● Exercise prompt: Find every line in the data that contains the word "accessed". Return each of those lines.

● The input:
Issue #586, opened 2020-02-08
Confusing FromGlibPtrNone docs


dcz-purism:
When trying to create a custom GVariant using `ToVariant::to_variant`, I tried to use `from_glib_ptr_full`, only to see glib criticals due to double-free. As I investigated, I came across the implementation for basic types in https://github.com/gtk-rs/glib/blob/master/src/variant.rs#L260

This implementation, confusingly, returns an owned `Variant`, using `from_glib_ptr_none`.

> FromGlibPtrNone: Translate from a pointer type without taking ownership, transfer: none.

It seems this function is only useful for references here. I looked for something explaining this discrepancy, and I found https://github.com/gtk-rs/glib/blob/master/src/object.rs#L551

> impl FromGlibPtrNone {
> unsafe fn from_glib_none {
> // Attention: This takes ownership of floating references!

This makes it clear that the `Variant` instance returned is actually owned, but on the other hand, it contradicts the documentation for `FromGlibPtrNone`.

I have an impression that `FromGlibPtrNone` actually does more/something else than its documentation says, but I'm not quite sure what it is. I believe the documentation for the translate traits calls for some more details, so that the use cases are clear. It might be useful to explain the "floating references", or make it clear how they are being used in the bindings.

EPashkin:
As Variant use Shared, you better look to it, not to Object.
In  https://github.com/gtk-rs/glib/blob/master/src/shared.rs#L393
[g_variang_ref_sing](https://developer.gnome.org/glib/stable/glib-GVariant.html#g-variant-ref-sink)  called, and it claim floating reference.

EPashkin:
Docs of FromGlibPtrNone show generic case, but floating references add complexity.
And shared types like Variant add its own complexity too.

EPashkin:
Also https://developer.gnome.org/glib/stable/glib-GVariant.html#g-variant-new-boolean etc. says `[transfer none]` too.

dcz-purism:
Thanks for answering.

Does `[transfer none]` relate to `FromGlibPtrNone`? They seem to be completely different:

> don't free data after the code is done

this sounds a lot like "obtain and take ownership", which is what `FromGlibPtrFull` says it does.

If they are the same, then the docs for `FromGlibPtrNone` are wrong, because ownership is actually transferred.

EPashkin:
"take ownership" meant "you must free data after you finished to use or you get memory leak"

EPashkin:
In case referenced types:
[...]

PR #587, opened 2020-02-08
translate: Clarify the purpose and the effect of translation traits

dcz-purism:
Attempts to solve https://github.com/gtk-rs/glib/issues/586

### DIFF
--- a/src/translate.rs
+++ b/src/translate.rs
@@ -21,13 +21,31 @@
 //! ```
 //!
 //! `ToGlibPtr`, `FromGlibPtrNone`, `FromGlibPtrFull` and `FromGlibPtrBorrow` work on `gpointer`s
-//! and support different modes of ownership transfer.
+//! and ensure correct ownership of values
+//! according to [Glib ownership transfer rules](https://gi.readthedocs.io/en/latest/annotations/giannotations.html).
+//!
+//! `FromGlibPtrNone` and `FromGlibPtrFull`
+//! must be called on values obtained from C,
+//! according to their `transfer` annotations.
+//! They acquire non-gobject types,
+//! as well as turning floating references to strong ones,
+//! which are the only ones properly handled by the Rust bindings.
+//!
+//! For more information about floating references, please refer to the "Floating references" section
+//! of [the gobject reference](https://developer.gnome.org/gobject/stable/gobject-The-Base-Object-Type.html).
 //!
 //! ```ignore
 //!     fn get_title(&self) -> Option<String> {
 //!         unsafe {
 //!             let title = gtk_sys::gtk_window_get_title(self.pointer);
 //!             from_glib_none(title)
+//!         }
+//!     }
+//!     fn create_bool(value: gboolean) -> Variant {
+//!         unsafe {
+//!             let variant = glib_sys::g_variant_new_boolean(value);
+//!             // g_variant_new_boolean has `transfer none`
+//!             from_glib_none(variant)
 //!         }
 //!     }
 //! ```
@@ -1162,17 +1180,60 @@ impl FromGlib<i32> for Option<u64> {
     }
 }
 
-/// Translate from a pointer type without taking ownership, transfer: none.
+/// Translate from a pointer type which is annotated with `transfer none`.
+/// The resulting value is referenced at least once, by the bindings.
+///
+/// This is suitable for floating references, which become strong references.
+/// It is also suitable for acquiring non-gobject values, like `gchar*`.
+///
+/// The implementation of this trait should acquire a reference to the value
+/// in a way appropriate to the type,
+/// e.g. by increasing the reference count or copying.
+/// Values obtained using this trait must be properly released on `drop()`
+/// by the implementing type.
+///
+/// For more information, refer to module level documentation.
 pub trait FromGlibPtrNone<P: Ptr>: Sized {
     unsafe fn from_glib_none(ptr: P) -> Self;
 }
 
-/// Translate from a pointer type taking ownership, transfer: full.
+/// Translate from a pointer type which is annotated with `transfer full`.
+/// This transfers the ownership of the value to the Rust side.
+///
+/// Because ownership can only be transferred if something is already referenced,
+/// this is unsuitable for floating references.
+///
+/// The implementation of this trait should not alter the reference count
+/// or make copies of the underlying value.
+/// Values obtained using this trait must be properly released on `drop()`
+/// by the implementing type.
+///
+/// For more information, refer to module level documentation.
 pub trait FromGlibPtrFull<P: Ptr>: Sized {
     unsafe fn from_glib_full(ptr: P) -> Self;
 }
 
-/// Translate from a pointer type by borrowing. Don't increase the refcount
+/// Translate from a pointer type by borrowing, without affecting the refcount.
+///
+/// The purpose of this trait is to access values inside callbacks
+/// without changing their reference status.
+/// The obtained borrow must not be accessed outside of the scope of the callback,
+/// and called procedures must not store any references to the underlying data.
+/// Safe Rust code must never obtain a mutable Rust reference.
+///
+/// The implementation of this trait as well as the returned type
+/// must satisfy the same constraints together.
+/// They must not take ownership of the underlying value, copy it,
+/// and should not change its rerefence count.
+/// If it does, it must properly release obtained references.
+///
+/// The returned value, when dropped,
+/// must leave the underlying value in the same state
+/// as before from_glib_borrow was called:
+/// - it must not be dropped,
+/// - it must be the same type of reference, e.g. still floating.
+///
+/// For more information, refer to module level documentation.
 pub trait FromGlibPtrBorrow<P: Ptr>: Sized {
     unsafe fn from_glib_borrow(_ptr: P) -> Self {
         unimplemented!();
@@ -1180,6 +1241,8 @@ pub trait FromGlibPtrBorrow<P: Ptr>: Sized {
 }
 
 /// Translate from a pointer type, transfer: none.
+///
+/// See [`FromGlibPtrNone`](trait.FromGlibPtrNone.html).
 #[inline]
 #[allow(clippy::missing_safety_doc)]
 pub unsafe fn from_glib_none<P: Ptr, T: FromGlibPtrNone<P>>(ptr: P) -> T {
@@ -1187,6 +1250,8 @@ pub unsafe fn from_glib_none<P: Ptr, T: FromGlibPtrNone<P>>(ptr: P) -> T {
 }
 
 /// Translate from a pointer type, transfer: full (assume ownership).
+///
+/// See [`FromGlibPtrFull`](trait.FromGlibPtrFull.html).
 #[inline]
 #[allow(clippy::missing_safety_doc)]
 pub unsafe fn from_glib_full<P: Ptr, T: FromGlibPtrFull<P>>(ptr: P) -> T {
@@ -1194,6 +1259,8 @@ pub unsafe fn from_glib_full<P: Ptr, T: FromGlibPtrFull<P>>(ptr: P) -> T {
 }
 
 /// Translate from a pointer type, borrowing the pointer.
+///
+/// See [`FromGlibPtrBorrow`](trait.FromGlibPtrBorrow.html).
 #[inline]
 #[allow(clippy::missing_safety_doc)]
 pub unsafe fn from_glib_borrow<P: Ptr, T: FromGlibPtrBorrow<P>>(ptr: P) -> T {


src/translate.rs
```diff
@@ -21,7 +21,14 @@
 //! ```
 //!
 //! `ToGlibPtr`, `FromGlibPtrNone`, `FromGlibPtrFull` and `FromGlibPtrBorrow` work on `gpointer`s
-//! and support different modes of ownership transfer.
+//! and ensure correct ownership of references on the Rust side
```
EPashkin: Maybe s/references/data/

src/translate.rs
```diff
@@ -30,6 +37,13 @@
 //!             from_glib_none(title)
 //!         }
 //!     }
+//!     fn create_bool(value: gboolean) -> Variant {
+//!         unsafe {
+//!             let variant = glib_sys::g_variant_new_boolean(value);
+//!             // g_variant_new_boolean has `transfer none`
```
EPashkin: This comment can be added to previous example: // gtk_window_get_title has `transfer none` for return type

src/translate.rs
```diff
@@ -1162,38 +1176,64 @@ impl FromGlib<i32> for Option<u64> {
     }
 }
 
-/// Translate from a pointer type without taking ownership, transfer: none.
+/// Translate from a pointer type which is annotated with `transfer: none`.
+/// The resulting value is referenced at least once, by the bindings.
+/// The value must be unreferenced on `drop()`.
```
EPashkin: s/must/will/ ?

src/translate.rs
```diff
@@ -1162,38 +1176,64 @@ impl FromGlib<i32> for Option<u64> {
...
+///
+/// This is suitable for floating references, which become full and owned.
```
EPashkin: "As soon as g_object_ref_sink() is called on the object, the floating reference is converted to a strong reference, and the calling code assumes ownership of the object. "
"become strong referenced" ?

src/translate.rs
dcz-purism: I used "value" later. Is "value" or "data" better?

src/translate.rs
dcz-purism: I wanted to do that, but the docs have no annotation other than `[nullable]`: https://developer.gnome.org/gtk3/stable/GtkWindow.html#gtk-window-get-title

and it's a string and not a GObject, so I thought it's good to have a string example too.

src/translate.rs
EPashkin: IMHO "value" is better.

src/translate.rs
dcz-purism: The trait can be defined on any type, so it can't guarantee that things will get dropped correctly. In other words, the trait cannot say "this trait will do this for you". The implementor is responsible for and must drop things, so I wrote "must" for "to implement this trait correctly, you must do this".

src/translate.rs
EPashkin: GVariant also not GObject.
Ok, I vote up for current version.

src/translate.rs
dcz-purism: Thanks.

src/translate.rs
EPashkin: You right

dcz-purism: I tried to make it a little more where the responsibility for `drop()` lies by spelling it out.

src/translate.rs
```diff
@@ -1162,38 +1176,64 @@ impl FromGlib<i32> for Option<u64> {
...
+/// this is unsuitable for floating references.
+///
+/// For more information, refer to module level documentation.
 pub trait FromGlibPtrFull<P: Ptr>: Sized {
     unsafe fn from_glib_full(ptr: P) -> Self;
 }
 
-/// Translate from a pointer type by borrowing. Don't increase the refcount
+/// Translate from a pointer type by borrowing, without affecting the refcount.
+/// Types implementing this trait must *not* unreference the obtained value on `drop()`.
```
EPashkin: One type can implement all 3 traits, so maybe "value, obtained through this trait," or so

EPashkin:
Note: these traits can be used not only for "ref/unref" (Shared, Object in glib-rs term> types but for "copy/free" (Boxed) too

src/translate.rs
```diff
@@ -1162,38 +1176,67 @@ impl FromGlib<i32> for Option<u64> {
     }
 }
 
-/// Translate from a pointer type without taking ownership, transfer: none.
+/// Translate from a pointer type which is annotated with `transfer: none`.
+/// The resulting value is referenced at least once, by the bindings.
```
EPashkin: Maybe we need separate description from 2 sides: from users (this phrase), and for implementers (next phrase) for all aspects.
Analog for this phrase for impls: "For referenced types implementation need to use `ref_sink` instead `ref` to correctly handle floating reference,
for copy types implementation need to make `copy`"

dcz-purism:
I don't know much about Boxed, but looking at how I wrote it, it seems it still applies to full copies. Should I still add a note?

src/translate.rs
EPashkin: Or not mention "implementers" side at all

EPashkin: "`ref_sink` (if it present for type) instead .." or so

EPashkin:
At minimum all "unreferenced on `drop()`" IMHO need changed to "unreferenced or freed on `drop()`"

dcz-purism:
What about "properly released" instead of "freed" and "unreferenced"?

EPashkin:
> What about "properly released" instead of "freed" and "unreferenced"?

👍

src/translate.rs
```diff
@@ -21,7 +21,14 @@
 //! ```
 //!
 //! `ToGlibPtr`, `FromGlibPtrNone`, `FromGlibPtrFull` and `FromGlibPtrBorrow` work on `gpointer`s
-//! and support different modes of ownership transfer.
+//! and ensure correct ownership of values on the Rust side
```
sdroege: Maybe "ensure correct ownership of values when passing them between Rust and C or the other way around"? It's not just about the Rust side but also the C side

src/translate.rs
```diff
@@ -21,7 +21,14 @@
...
+//! according to [Glib ownership transfer rules](https://gi.readthedocs.io/en/latest/annotations/giannotations.html).
+//!
+//! `FromGlibPtrNone` and `FromGlibPtrFull`
+//! must be called on values obtained from C,
+//! according to their `transfer` annotations.
+//! In particular, they turn floating references to strong ones,
```
sdroege: I'd move the mention of floating references into a separate paragraph with some more explanation what that is (maybe with link to the GObject docs) and why/when it matters. Also only `from_glib_none()` does this (on references that are still floating).

I wouldn't put floating references right at the top as for most users of the API this is just going to confuse and not actually relevant.

src/translate.rs
```diff
@@ -21,7 +21,14 @@
 //! ```
 //!
 //! `ToGlibPtr`, `FromGlibPtrNone`, `FromGlibPtrFull` and `FromGlibPtrBorrow` work on `gpointer`s
-//! and support different modes of ownership transfer.
+//! and ensure correct ownership of values on the Rust side
+//! according to [Glib ownership transfer rules](https://gi.readthedocs.io/en/latest/annotations/giannotations.html).
+//!
+//! `FromGlibPtrNone` and `FromGlibPtrFull`
```
sdroege: There's also `from_glib_borrow()` which might be worth mentioning somewhere else here :) Especially with that one it's important that it should only be used from C callbacks, and that the return value must never be passed outside the scope of the callback, and that only immutable references to it must be passed to safe Rust code.

src/translate.rs
sdroege: There are some defaulting rules for cases where there are no annotations, that's why `gtk_window_get_title()` has no explicit annotations. It's somewhere on the GObject-Introspection wiki.

src/translate.rs
```diff
@@ -1162,38 +1176,67 @@ impl FromGlib<i32> for Option<u64> {
     }
 }
 
-/// Translate from a pointer type without taking ownership, transfer: none.
+/// Translate from a pointer type which is annotated with `transfer: none`.
+/// The resulting value is referenced at least once, by the bindings.
+/// Values obtained using this trait must be unreferenced on `drop()`
+/// by the implementing type.
+///
+/// This is suitable for floating references, which become strong references.
```
sdroege: Maybe with a link to some wider explanation about floating references, see above

src/translate.rs
```diff
@@ -1162,38 +1176,67 @@ impl FromGlib<i32> for Option<u64> {
...
 }
 
-/// Translate from a pointer type by borrowing. Don't increase the refcount
+/// Translate from a pointer type by borrowing, without affecting the refcount.
+/// Values obtained using this trait must *not* be unreferenced on `drop()`
+/// by the implementing type.
+///
+/// It is not recommended to use this on floating references,
+/// which may get transferred to a callee and dropped,
+/// leaving the pointer stale.
```
sdroege: Actually because of one of the many special cases it is required to use this for floating references instead of `from_glib_none()`. Generally this one is only used in callbacks from C (signal handlers, virtual methods, proper callbacks) for getting access on the Rust side to a value that we only "borrow" during the scope of the callback. (see also what I wrote above about some rules for safely using it)

In case of floating references this does not sink them or anything but just keeps them as is. This is especially important for virtual method trampolines: otherwise when e.g. implementing a `GtkWidget` in Rust and overriding the `GObject::constructed` virtual method what would happen is that we would pass it to `from_glib_none()` on the Rust side. That would sink and take ownership of that floating reference then, and at the end of the virtual method we would drop it. Which then means that the caller (who just created a new instance!) would get an already freed pointer back from the constructor.

Now this is all detailed background information and should probably not go verbatim into the docs here :)

src/translate.rs
```diff
@@ -1162,38 +1176,67 @@ impl FromGlib<i32> for Option<u64> {
...
+/// See `FromGlibPtrFull`.
 #[inline]
 #[allow(clippy::missing_safety_doc)]
 pub unsafe fn from_glib_full<P: Ptr, T: FromGlibPtrFull<P>>(ptr: P) -> T {
     FromGlibPtrFull::from_glib_full(ptr)
 }
 
 /// Translate from a pointer type, borrowing the pointer.
+///
+/// See `FromGlibPtrBorrow`.
```
sdroege: Make these things actual links in the docs please :)

src/translate.rs
dcz-purism: > Also only from_glib_none() does this (on references that are still floating).

I wrote that because I understood that the contract on the Rust side ensured by the traits together is "no floating references on the Rust side". This section is less about what each function does, but more about what guarantees the user should expect and uphold.

I would also keep a mention of floating references here at the module level if possible, as this is the reason I dug myself into this hole :)

src/translate.rs
dcz-purism: > only immutable references to it must be passed to safe Rust code

Where does that come from? To cover all cases where the refcount changes?

src/translate.rs
sdroege: Maybe a link to a section elsewhere that explains in more detail what that actually means?

> I wrote that because I understood that the contract on the Rust side ensured by the traits together is "no floating references on the Rust side".

Except for callbacks (see below), where we must not touch them. Whenever we get a floating reference in bindings that we can potentially take ownership of, we do so. To side-step all the problems that otherwise result from floating references (e.g. did `gtk_container_add()` steal my reference or not?)

src/translate.rs
sdroege: It would otherwise be unsafe. We only own the reference during the scope of the callback so if Rust code takes the object and stores it away somewhere then it will have a dangling pointer once the callback has returned. For that reason we must only pass a reference away, lend it, to Rust code. The Rust code does not own it but only borrows it.

dcz-purism:
I think I covered all:

- a link to what floating references are (no special section though)
- the purpose of this is to deal with ownership, not just Rust ownership
- implementor's notes in each trait hint at acquiring refs
- realized that `gchar*` and such were not covered, added notes

src/translate.rs
```diff
@@ -1162,38 +1180,77 @@ impl FromGlib<i32> for Option<u64> {
...
     unsafe fn from_glib_full(ptr: P) -> Self;
 }
 
-/// Translate from a pointer type by borrowing. Don't increase the refcount
+/// Translate from a pointer type by borrowing, without affecting the refcount.
+///
+/// The implementation of this trait must not acquire any references to the value.
+/// Values obtained using this trait must *not* be unreferenced on `drop()` of the returned type.
+///
+/// The purpose of this trait is to access values inside callbacks
```
EPashkin: IMHO better swap this paragraph and previous here and in other traits:
firstly we talk about usage (this parts is separated now), and then talk about implementation.

sdroege:
> realized that `gchar*` and such were not covered, added notes

What do you mean with them not being covered? They are covered so that string/path conversion works correctly.

dcz-purism:
They were not covered as in, the docs didn't mention them outside of the example. So I listed them explicitly.

EPashkin:
Actually this descriptions always use term "reference" while all trait works with refcounted (ref/unref) and "normal" (copy/drop) types int same way for getting its "value" from "pointer".
Not sure how to rephrase first line, but for me old text with ownership in term of
https://developer.gnome.org/programming-guidelines/stable/memory-management.html.en was better.

dcz-purism:
> this descriptions always use term "reference" while all trait works with refcounted (ref/unref) and "normal" (copy/drop) types int same way for getting its "value" from "pointer".

Yes, "reference" is the most generic term because the actual values are behind references in both cases, i.e. the actual value is not directly accessible but only via the pointer.

I'm not sure how this relates to the link you posted.

src/translate.rs
dcz-purism: You're right, I changed the order.

src/translate.rs
```diff
@@ -1162,38 +1180,77 @@ impl FromGlib<i32> for Option<u64> {
...
-/// Translate from a pointer type without taking ownership, transfer: none.
+/// Translate from a pointer type which is annotated with `transfer none`.
+/// The resulting value is referenced at least once, by the bindings.
+///
+/// This is suitable for floating references, which become strong references.
+/// It is also suitable for acquiring non-gobject values, like `gchar*`.
+///
+/// The implementation of this trait should acquire a reference to the value
+/// in a way appropriate to the type, e.g. by referencing or copying.
+/// Values obtained using this trait must be properly unreferenced on `drop()`
```
EPashkin: "unreferenced" here, "released" in "full",  and again "unreferenced" in "borrow"

EPashkin:
@dcz-purism You can ignore my previous nagging, I just like "transfer ownership" more.
Thanks.

src/translate.rs
dcz-purism: Thank you, fixed.

dcz-purism:
The travis build errors out on some network error.

GuillaumeGomez:
Restarted the job.

sdroege:
Is anything missing here?

dcz-purism:
I don't have anything to add.

src/translate.rs
```diff
@@ -1162,38 +1180,77 @@ impl FromGlib<i32> for Option<u64> {
...
     unsafe fn from_glib_full(ptr: P) -> Self;
 }
 
-/// Translate from a pointer type by borrowing. Don't increase the refcount
+/// Translate from a pointer type by borrowing, without affecting the refcount.
+///
+/// The purpose of this trait is to access values inside callbacks
+/// without changing their reference status.
+/// The obtained borrow must not be accessed outside of the scope of the callback.
+/// Care must be taken not to change the reference count of the borrowed value,
```
sdroege: Why? It's perfectly fine (and often required) to call `clone()` on the value to then store it away somewhere. The only thing that must not be done is to take ownership of the value returned by `from_glib_borrow()`

src/translate.rs
```diff
@@ -1162,38 +1180,77 @@ impl FromGlib<i32> for Option<u64> {
...
+/// and not to let any called procedure to store a reference.
+/// In particular, safe Rust code should never obtain a mutable borrow.
```
sdroege: Rust code must never have access to the value itself, only to immutable/shared references to it

src/translate.rs
```diff
@@ -1162,38 +1180,77 @@ impl FromGlib<i32> for Option<u64> {
...
+///
+/// The implementation of this trait must not acquire any references to the value.
```
sdroege:
```suggestion
/// The implementation of this trait must not acquire any references to the value or copy it.
```

src/translate.rs
```diff
@@ -1162,38 +1180,77 @@ impl FromGlib<i32> for Option<u64> {
...
 
-/// Translate from a pointer type without taking ownership, transfer: none.
+/// Translate from a pointer type which is annotated with `transfer none`.
+/// The resulting value is referenced at least once, by the bindings.
+///
+/// This is suitable for floating references, which become strong references.
+/// It is also suitable for acquiring non-gobject values, like `gchar*`.
+///
+/// The implementation of this trait should acquire a reference to the value
+/// in a way appropriate to the type, e.g. by referencing or copying.
```
sdroege: `by referencing` -> `by increasing its reference count` here and also in various other place. While the function is called `ref()`, the correct verb is `increase the reference count`. `referencing` would be ambiguous (e.g. the `&` operator is also referencing something).

src/translate.rs
```diff
@@ -1162,38 +1180,77 @@ impl FromGlib<i32> for Option<u64> {
...
 }
 
-/// Translate from a pointer type taking ownership, transfer: full.
+/// Translate from a pointer type which is annotated with `transfer full`.
+/// This transfers the ownership of the value to the Rust side.
+///
+/// Because ownership can only be transferred if something is already referenced,
+/// this is unsuitable for floating references.
+///
+/// The implementation of this trait should not acquire any references to the value.
```
sdroege: `acquire references` -> `increase reference count`, and maybe also mention that it should not copy

sdroege:
> I don't have anything to add.

Ok, thanks :) I went through it another time. Please just write a comment here if the previous review comments are all addressed, I missed that last time and that's why I didn't go over it again earlier.

src/translate.rs
dcz-purism: Doesn't `clone()`, as you mentioned above, acquire a reference?

sdroege: It increases the reference count, yes

src/translate.rs
dcz-purism: What is meant by "copy" here? Is it about the `Copy` trait or something else?

sdroege: Copy as in creating a new version of the value. Allocating new memory and creating the same thing again. E.g. what the `Clone` trait does on `String`, but not what it does on `Arc`

dcz-purism: I used "acquire reference" throughout the text as a compromise between "increase reference count" and "copy", because the same trait applies to either kind of data if I understood this right.

src/translate.rs
dcz-purism: Then I'm seeing a contradiction:

> It's perfectly fine (and often required) to call clone() on the value

but

> /// The implementation of this trait must not acquire any references to the value

How do those two statements work together?

src/translate.rs
sdroege: Yes that's correct. `acquire reference` is not very descriptive though, I would simply mention both possibilities there.

src/translate.rs
sdroege: The first statement is for safe Rust code that gets a reference (`&T`) to the value passed. It can safely `clone()` if it wants.

The second is about the implementation of the trait. That should not copy or increase the reference count, but just "borrow" the value.

dcz-purism: Okay, the first sentence is about what can be done on the resulting value, and the second is about the transformation done by the trait. I'm not sure why the two cases are separate though.

sdroege: One is the implementation of the trait and how it should behave. The other is about what is allowed and not allowed with the resulting value (you must not pass it by value or mutable reference to safe code).

dcz-purism: From the position of the contract of this trait, I think deep-copying the value is always allowed, because that doesn't affect what can be done with the produced reference-thing. Would you agree?

sdroege: Yes, that's the case for all 3 traits. But in case of full/borrow it should not do that unless there's no other way. It would be unexpected to have the overhead of a copy.

src/translate.rs
dcz-purism: What I (think I) understand:
- no procedure may obtain the value via move, because the lifetime of the underlying pointer is constrained to the scope of the call (but not enforced by the type signature)
- no procedure may be allowed to store a Rust `&` reference for the same reasons, with the same solution

What I don't understand is what's wrong with mutable references being passed around. They can't be stored anyway due to the above, and mutating callback params in C code is the usual thing. It's also not about Glib references, because clone() creates them and is allowed.

sdroege: If you have a mutable reference then you can move (in safe code!) the value out of it via `mem::replace()`. This would then allow to have the value outside the scope of the call.

src/translate.rs
dcz-purism: Addressed by writing a paragraph on the invariants that the implementation must keep.

src/translate.rs
dcz-purism: Addressed as "Safe Rust code must never obtain a mutable Rust reference."

src/translate.rs
dcz-purism: Addressed by spelling out behaviour for references and copies.

dcz-purism:
This should be closer to the ideal now.

sdroege:
Thanks!

dcz-purism:
Glad I could help, and thanks for taking the time to explain and review!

● Result of this exercise:
+/// The obtained borrow must not be accessed outside of the scope of the callback,
+/// The obtained borrow must not be accessed outside of the scope of the callback.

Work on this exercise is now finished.